> [WHAT IS NEEDED] Copy out each line of the data that includes the string "objectAccessor".

> [Stored items]

PR #5495, opened 2017-08-11
Fix parameter order for AcknowledgeSvcProblem / AcknowledgeHostProblem / apiactions:AcknowledgeProblem

federico-cuello-sociomantic:
This fixes the parameter order ( definition here https://github.com/Icinga/icinga2/blob/master/lib/icinga/checkable.cpp#L125 ).

This was preventing email notifications with default settings, as `persistent` defaults to false and therefore `notify` was not set.

### DIFF
--- a/lib/icinga/apiactions.cpp
+++ b/lib/icinga/apiactions.cpp
@@ -232,7 +232,7 @@ Dictionary::Ptr ApiActions::AcknowledgeProblem(const ConfigObject::Ptr& object,
 	Comment::AddComment(checkable, CommentAcknowledgement, HttpUtility::GetLastParameter(params, "author"),
 	    HttpUtility::GetLastParameter(params, "comment"), persistent, timestamp);
 	checkable->AcknowledgeProblem(HttpUtility::GetLastParameter(params, "author"),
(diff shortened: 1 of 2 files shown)


federico-cuello-sociomantic:
Hello,

I think this should be included in 2.7.1. Do you think it will make it?

dnsmichi:
I'm waiting for a review from @TheFlyingCorpse since it was his patch initially.

TheFlyingCorpse:
Sorry, didn't catch the original notification on the assign.

LGTM.

dnsmichi:
@TheFlyingCorpse please approve the review next time.

@federico-cuello-sociomantic rebased and squashed the commits into one (please do so next time). Thanks for your patch 👍

dnsmichi:
Guess this affects anyone who selects 'send notification` and wonders why notifications for acknowledgements are not set.

https://monitoring-portal.org/index.php?thread/41813-icinga2-notifications-not-working-properly-after-upgrade/

2.7.1 will be released soon.

federico-cuello-sociomantic:
Yes, exactly. I found this problem while trying to debug why notifications for ACKs were not sent.

PR #5516, opened 2017-08-16
Updates the install dependencies for Debian 9 'stretch'

mcktr:
This updates the dependencies for an installtion on Debian 9 'stretch'. The package `libmysqlclient-dev` is no longer available on Debian 9, therefore we need to install the (meta) package `default-libmysqlclient-dev`, which points to `libmariadbclient-dev-compat` and is compatibl to `libmysqlclient-dev`.

See also https://packages.debian.org/search?keywords=libmysqlclient-dev and https://packages.debian.org/stretch/default-libmysqlclient-dev

The `default-libmysqlclient-dev` package is also available on jessie through the backports, but not on wheezy. So i guess it is best to stay on the `libmysqlclient-dev` package until Stretch.


dnsmichi:
Thanks (and I don't ask why they renamed the package like this) 👍

PR #5525, opened 2017-08-21
Reduce client disconnect frequency

dnsmichi:
This has been added years ago when we had one thread per client.
This changed, but we shouldn't entirely remove this cleanup timer.

Instead, move the disconnect timer from 1m to 5m.

refs #5513


dnsmichi:
To be discussed - I won't merge this now.

PR #5695, opened 2017-10-20
Enhance Security chapter for Distributed Monitoring documentation

dnsmichi:
https://monitoring-portal.org/index.php?thread/42175-newbie-zones/


davekempe:
Don't forget to emphasise that DNS works and is setup for your various endpoints. DNS might be something you take for granted @dnsmichi but most people make a mess of it on their networks :)
Having the endpoints being able to connect and resolve their master and use the correct hostnames etc is the difference between some of this agent stuff working and not.

dnsmichi:
Mh not related to security, but a good point for troubleshooting, thanks 👍

Issue #5698, opened 2017-10-23
livestatus log query return empty host_name 


spaolo:
Livestatus returns empty host_name for log queries whend event type is HOST NOTIFICATION or CURRENT HOST STATE.

We are trying to set up a thruk installation mysql log cache wich runs a log query  to import logs from livestatus but import process  fails complaining about no host name.

After some troubleshooting we hit this strange beavior: running the following query the host_name column is not filled where the event type is HOST NOTIFICATION  or CURRENT HOST STATE

GET log
Columns: type host_name
Filter: type = HOST NOTIFICATION
Filter: type = CURRENT HOST STATE
Or: 2
OutputFormat: csv
ResponseHeader: fixed16

In my understanding the &LogTable::HostNameAccessor object set at line 74 gets rewritten by one of the following call HostsTable::AddColumns, ContactsTable::AddColumns, CommandsTable::AddColumns
at  https://github.com/Icinga/icinga2/blob/20e8fe5ed3dc0c361a3387df856746845f7a1be3/lib/livestatus/logtable.cpp#L78 
As a workaround we moved the AddColumns calsl before table->AddColumn(prefix + "host_name", call and all seems working fine.

#Steps to reproduce
1 restart icinga2 or wait an host notification
2 run the livestatus query described below.

## Your Environment
Icinga2 installed using puppet-icinga2 using:
deb http://packages.icinga.com/debian icinga-jessie main

icinga2 --version
icinga2 - The Icinga 2 network monitoring daemon (version: r2.7.1-1)

Copyright (c) 2012-2017 Icinga Development Team (https://www.icinga.com/)
License GPLv2+: GNU GPL version 2 or later <http://gnu.org/licenses/gpl2.html>
This is free software: you are free to change and redistribute it.
There is NO WARRANTY, to the extent permitted by law.

System information:
  Platform: Debian GNU/Linux
  Platform version: 8 (jessie)
  Kernel: Linux
  Kernel version: 3.16.0-4-amd64
  Architecture: x86_64

icinga2 feature list
Disabled features: debuglog gelf graphite icingastatus opentsdb syslog
Enabled features: api checker command compatlog ido-mysql influxdb livestatus mainlog notification perfdata statusdata

dnsmichi:
Unfortunately we won't put any effort into this feature anymore.

spaolo:
Are you planning to drop livestatus plugin in future version ?

dnsmichi:
[...]

PR #5711, opened 2017-10-30
rough fix for ServicesTable::AddColumns replacing LogTable::HostNameA…

spaolo:
I think the real problem lays in the line below but i can't affoard a full debug on it

https://github.com/Icinga/icinga2/blob/aad100aa6a4a5b0669aec8449a14826bfeefb8b6/lib/livestatus/servicestable.cpp#L141

Currently using this fix without any apparent problem

### DIFF
--- a/lib/livestatus/logtable.cpp
+++ b/lib/livestatus/logtable.cpp
@@ -71,14 +71,15 @@ void LogTable::AddColumns(Table *table, const String& prefix,
 	table->AddColumn(prefix + "state_type", Column(&LogTable::StateTypeAccessor, objectAccessor));
 	table->AddColumn(prefix + "attempt", Column(&LogTable::AttemptAccessor, objectAccessor));
 	table->AddColumn(prefix + "service_description", Column(&LogTable::ServiceDescriptionAccessor, objectAccessor));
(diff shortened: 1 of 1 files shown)


dnsmichi:
Thanks. Can you please explain the problem a little more, e.g. what it does need to reproduce the issue and test your patch?

spaolo:
As described in the issue #5698 it should be enough restarting icinga2 istance to have a bunch of "CURRENT HOST STATE" row to be written into compat log and then run  the following query from the livestatus socket.

----------------------------------------------------------
GET log
Columns: type host_name
Filter: type = HOST NOTIFICATION
Filter: type = CURRENT HOST STATE
Or: 2
OutputFormat: csv
ResponseHeader: fixed16

-----------------------------------------------------------
you will receive a list like 
CURRENT HOST STATE;
CURRENT HOST STATE;
instead of 
CURRENT HOST STATE;hostname1
CURRENT HOST STATE;hostname2

with the hostname in the second column as asked in the "Column:" query attribute.

dnsmichi:
I'd be happy if someone else could also test this PR.

dnsmichi:
Unfortunately we won't put any effort into this feature anymore. Thanks for your contribution though.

> [EXPECTED OUTPUT]
 	table->AddColumn(prefix + "state_type", Column(&LogTable::StateTypeAccessor, objectAccessor));
 	table->AddColumn(prefix + "attempt", Column(&LogTable::AttemptAccessor, objectAccessor));
 	table->AddColumn(prefix + "service_description", Column(&LogTable::ServiceDescriptionAccessor, objectAccessor));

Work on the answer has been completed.